[Start of Attachment]

Issue #355, opened 2015-04-22
After importing sounds Wurst stops working


ENAleksey:
I imported sounds in my map, now error occurred when I trying to save it:
![screenshot_1](https://cloud.githubusercontent.com/assets/12061580/7267397/edacf00e-e8d3-11e4-939a-f69ecb7eeecc.jpg)

peq:
Can you please upload the sound somewhere? Is it a wav or mp3 sound?

@Crigges : do you have time to look at this bug?

ENAleksey:
It is a wav. file. It happens with any sounds, I tried to save map without Wurst and it worked.

ENAleksey:
With .mp3 files it works without error.

peq:
@ENAleksey  : Can you please upload the wav file (or even better: a complete map with a wav file) which does not work for you? We are having problems reproducing the error. Thank you.

ENAleksey:
[Test map](https://mega.co.nz/#!ec1zXYRA!iqBTnPlN7v3WaljEMZMdm0d8CfLqFhAmv9bnHX5hXsA)

ENAleksey:
After importing [this texture](https://mega.co.nz/#!7Bdk2A4I!PuMLbopQM-qBbqSVSeQKUzGyMWCvh3j6ArxRJlHiQx8), error occurred too:
![screenshot_1](https://cloud.githubusercontent.com/assets/12061580/7471951/88255cda-f346-11e4-93cd-38136be5af09.jpg)

peq:
@Crigges is working on a new version of the MPQ library. Maybe this problem would be fixed by it as well.

Until this is done, you could try to import stuff with the import tool. (Just put all imports into a folder named `imports` as done in the HotN (https://github.com/Crigges/HotN/tree/master/HotN) project.

If this does not work either, I could temporarily add optional support for external mpq editors again, but this had a lot of other problems.

ENAleksey:
I tried to use import tool, but without success. I need these files, so what should I do?

Frotty:
Not use .wav files. Convert them to .mp3 - if you want 3d sound, use https://github.com/peq/WurstScript/blob/master/Wurstpack/wurstscript/lib/small%20helpers/Simulate3dSound.wurst

ENAleksey:
What about textures? I tried to remove the alpha channel, use compressed textures, but it is not working. Helps only reducing size of the textures, but I need the original size.

peq:
[...]

Issue #327, opened 2015-01-24
Report: JMpq fails if file from listfile is not found


peq:
```
File Not Found 
de.peeeq.jmpq.HashTable.getBlockIndexOfFile(HashTable.java:84)
de.peeeq.jmpq.JMpqEditor.<init>(JMpqEditor.java:79)
de.peeeq.wurstio.mpq.Jmpq2BasedEditor.<init>(Jmpq2BasedEditor.java:28)
de.peeeq.wurstio.mpq.MpqEditorFactory.getEditor(MpqEditorFactory.java:10)
de.peeeq.wurstio.Main.main(Main.java:122)
```

peq:
hope that fixes the problem, but need some feedback from reporter

Frotty:
What about the other threleven issues pöq.?

peq:
Most of them are just minor issues. There is nothing with high priority label and everything with normal priority is also marked as only an enhancement. There is only one other reproducible issue marked as "bug". 

You should just join IRC again and tell me what is important :D

peq:
Fixed by JMpq-v3

Issue #323, opened 2014-12-14
Report: JMpqException: Unsupported compression algorithm: -127


peq:
See http://peeeq.de/wursterrors.php?id=213

peq:
Fixed by JMpq-v3

Issue #321, opened 2014-11-28
Report: JMpqException in Compilation-Server: Could not overwrite the orginal mpq: null


peq:
```
de.peeeq.jmpq.JMpqException: Could not overwrite the orginal mpq: null

Version: 1.5.0.0-jenkins-Wurst-783

de.peeeq.wurstio.mpq.Jmpq2BasedEditor.close(Jmpq2BasedEditor.java:54)
de.peeeq.wurstio.Main.main(Main.java:130)
de.peeeq.wurstio.compilationserver.WurstServer.lambda$0(WurstServer.java:89)
de.peeeq.wurstio.compilationserver.WurstServer$$Lambda$11/1848402763.run(Unknown Source)
java.awt.event.InvocationEvent.dispatch(Unknown Source)
java.awt.EventQueue.dispatchEventImpl(Unknown Source)
java.awt.EventQueue.access$400(Unknown Source)
java.awt.EventQueue$3.run(Unknown Source)
java.awt.EventQueue$3.run(Unknown Source)
java.security.AccessController.doPrivileged(Native Method)
java.security.ProtectionDomain$1.doIntersectionPrivilege(Unknown Source)
java.awt.EventQueue.dispatchEvent(Unknown Source)
java.awt.EventDispatchThread.pumpOneEventForFilters(Unknown Source)
java.awt.EventDispatchThread.pumpEventsForFilter(Unknown Source)
java.awt.EventDispatchThread.pumpEventsForHierarchy(Unknown Source)
java.awt.EventDispatchThread.pumpEvents(Unknown Source)
java.awt.EventDispatchThread.pumpEvents(Unknown Source)
java.awt.EventDispatchThread.run(Unknown Source)
```

http://peeeq.de/wursterrors.php?id=211

Please post here if you have this problem, I think I need some more information to reproduce this bug.

peq:
Fixed by JMpq-v3

PR #408, opened 2015-09-24
Added JMpq-v3 support

Crigges:
Important features:
-Decreased ram usage significantly
-Can open and rebuild mpqs including files that are compressed using other compression algorithms as zlib
-Much more stable implementation and cleaner code -> easy to add features
-Better resulting filesize

I've been testing Jmpq-v3 the last few days on different maps without problems so far. 
Since v3 was intended to replace v2 iam not going to fix any bug in v2. So the tickets: #327 #321 #355 and #323 can be closed.


peq:
I want to test it with a few maps myself, before merging this. Probably I can do it this evening.

peq:
Tested with 2 maps and it worked. Thus, by induction it works for all maps.

PR #426, opened 2016-01-30
(Needs discussion and validation) boolean.xor(boolean)

Cokemonkey11:
I'm not entirely sure wurstscript doesn't already have xor, but I didn't see it anywhere.

I'm also not so sure this is the best implementation. Maybe someone else can convince me that `boolean.xor(boolean)` looks good, or otherwise?


Cokemonkey11:
[10:45] <lep_> a != b

herpderp

Issue #305, opened 2014-08-11
Remove old dummy recycler


peq:
And rename `NewDummyRecycler`, if there is no old one it does not make sense to only have a new one ;)

Frotty:
see https://github.com/peq/WurstScript/pull/435

PR #435, opened 2016-03-09
Recycler patch for #305

Frotty:
NewDummyRecycler -> DummyRecycler


Frotty:
@peq pls merge if appropriate

peq:
Another breaking change... But I guess that this package is barely used as a direct import in maps, so it's probably ok.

[End of Attachment]

**What the task requires**: From the first line to the last, copy every record exactly.

**Finished exercise**:
Issue #355, opened 2015-04-22
After importing sounds Wurst stops working


ENAleksey:
I imported sounds in my map, now error occurred when I trying to save it:
![screenshot_1](https://cloud.githubusercontent.com/assets/12061580/7267397/edacf00e-e8d3-11e4-939a-f69ecb7eeecc.jpg)

peq:
Can you please upload the sound somewhere? Is it a wav or mp3 sound?

@Crigges : do you have time to look at this bug?

ENAleksey:
It is a wav. file. It happens with any sounds, I tried to save map without Wurst and it worked.

ENAleksey:
With .mp3 files it works without error.

peq:
@ENAleksey  : Can you please upload the wav file (or even better: a complete map with a wav file) which does not work for you? We are having problems reproducing the error. Thank you.

ENAleksey:
[Test map](https://mega.co.nz/#!ec1zXYRA!iqBTnPlN7v3WaljEMZMdm0d8CfLqFhAmv9bnHX5hXsA)

ENAleksey:
After importing [this texture](https://mega.co.nz/#!7Bdk2A4I!PuMLbopQM-qBbqSVSeQKUzGyMWCvh3j6ArxRJlHiQx8), error occurred too:
![screenshot_1](https://cloud.githubusercontent.com/assets/12061580/7471951/88255cda-f346-11e4-93cd-38136be5af09.jpg)

peq:
@Crigges is working on a new version of the MPQ library. Maybe this problem would be fixed by it as well.

Until this is done, you could try to import stuff with the import tool. (Just put all imports into a folder named `imports` as done in the HotN (https://github.com/Crigges/HotN/tree/master/HotN) project.

If this does not work either, I could temporarily add optional support for external mpq editors again, but this had a lot of other problems.

ENAleksey:
I tried to use import tool, but without success. I need these files, so what should I do?

Frotty:
Not use .wav files. Convert them to .mp3 - if you want 3d sound, use https://github.com/peq/WurstScript/blob/master/Wurstpack/wurstscript/lib/small%20helpers/Simulate3dSound.wurst

ENAleksey:
What about textures? I tried to remove the alpha channel, use compressed textures, but it is not working. Helps only reducing size of the textures, but I need the original size.

peq:
[...]

Issue #327, opened 2015-01-24
Report: JMpq fails if file from listfile is not found


peq:
```
File Not Found 
de.peeeq.jmpq.HashTable.getBlockIndexOfFile(HashTable.java:84)
de.peeeq.jmpq.JMpqEditor.<init>(JMpqEditor.java:79)
de.peeeq.wurstio.mpq.Jmpq2BasedEditor.<init>(Jmpq2BasedEditor.java:28)
de.peeeq.wurstio.mpq.MpqEditorFactory.getEditor(MpqEditorFactory.java:10)
de.peeeq.wurstio.Main.main(Main.java:122)
```

peq:
hope that fixes the problem, but need some feedback from reporter

Frotty:
What about the other threleven issues pöq.?

peq:
Most of them are just minor issues. There is nothing with high priority label and everything with normal priority is also marked as only an enhancement. There is only one other reproducible issue marked as "bug". 

You should just join IRC again and tell me what is important :D

peq:
Fixed by JMpq-v3

Issue #323, opened 2014-12-14
Report: JMpqException: Unsupported compression algorithm: -127


peq:
See http://peeeq.de/wursterrors.php?id=213

peq:
Fixed by JMpq-v3

Issue #321, opened 2014-11-28
Report: JMpqException in Compilation-Server: Could not overwrite the orginal mpq: null


peq:
```
de.peeeq.jmpq.JMpqException: Could not overwrite the orginal mpq: null

Version: 1.5.0.0-jenkins-Wurst-783

de.peeeq.wurstio.mpq.Jmpq2BasedEditor.close(Jmpq2BasedEditor.java:54)
de.peeeq.wurstio.Main.main(Main.java:130)
de.peeeq.wurstio.compilationserver.WurstServer.lambda$0(WurstServer.java:89)
de.peeeq.wurstio.compilationserver.WurstServer$$Lambda$11/1848402763.run(Unknown Source)
java.awt.event.InvocationEvent.dispatch(Unknown Source)
java.awt.EventQueue.dispatchEventImpl(Unknown Source)
java.awt.EventQueue.access$400(Unknown Source)
java.awt.EventQueue$3.run(Unknown Source)
java.awt.EventQueue$3.run(Unknown Source)
java.security.AccessController.doPrivileged(Native Method)
java.security.ProtectionDomain$1.doIntersectionPrivilege(Unknown Source)
java.awt.EventQueue.dispatchEvent(Unknown Source)
java.awt.EventDispatchThread.pumpOneEventForFilters(Unknown Source)
java.awt.EventDispatchThread.pumpEventsForFilter(Unknown Source)
java.awt.EventDispatchThread.pumpEventsForHierarchy(Unknown Source)
java.awt.EventDispatchThread.pumpEvents(Unknown Source)
java.awt.EventDispatchThread.pumpEvents(Unknown Source)
java.awt.EventDispatchThread.run(Unknown Source)
```

http://peeeq.de/wursterrors.php?id=211

Please post here if you have this problem, I think I need some more information to reproduce this bug.

peq:
Fixed by JMpq-v3

PR #408, opened 2015-09-24
Added JMpq-v3 support

Crigges:
Important features:
-Decreased ram usage significantly
-Can open and rebuild mpqs including files that are compressed using other compression algorithms as zlib
-Much more stable implementation and cleaner code -> easy to add features
-Better resulting filesize

I've been testing Jmpq-v3 the last few days on different maps without problems so far. 
Since v3 was intended to replace v2 iam not going to fix any bug in v2. So the tickets: #327 #321 #355 and #323 can be closed.


peq:
I want to test it with a few maps myself, before merging this. Probably I can do it this evening.

peq:
Tested with 2 maps and it worked. Thus, by induction it works for all maps.

PR #426, opened 2016-01-30
(Needs discussion and validation) boolean.xor(boolean)

Cokemonkey11:
I'm not entirely sure wurstscript doesn't already have xor, but I didn't see it anywhere.

I'm also not so sure this is the best implementation. Maybe someone else can convince me that `boolean.xor(boolean)` looks good, or otherwise?


Cokemonkey11:
[10:45] <lep_> a != b

herpderp

Issue #305, opened 2014-08-11
Remove old dummy recycler


peq:
And rename `NewDummyRecycler`, if there is no old one it does not make sense to only have a new one ;)

Frotty:
see https://github.com/peq/WurstScript/pull/435

PR #435, opened 2016-03-09
Recycler patch for #305

Frotty:
NewDummyRecycler -> DummyRecycler


Frotty:
@peq pls merge if appropriate

peq:
Another breaking change... But I guess that this package is barely used as a direct import in maps, so it's probably ok.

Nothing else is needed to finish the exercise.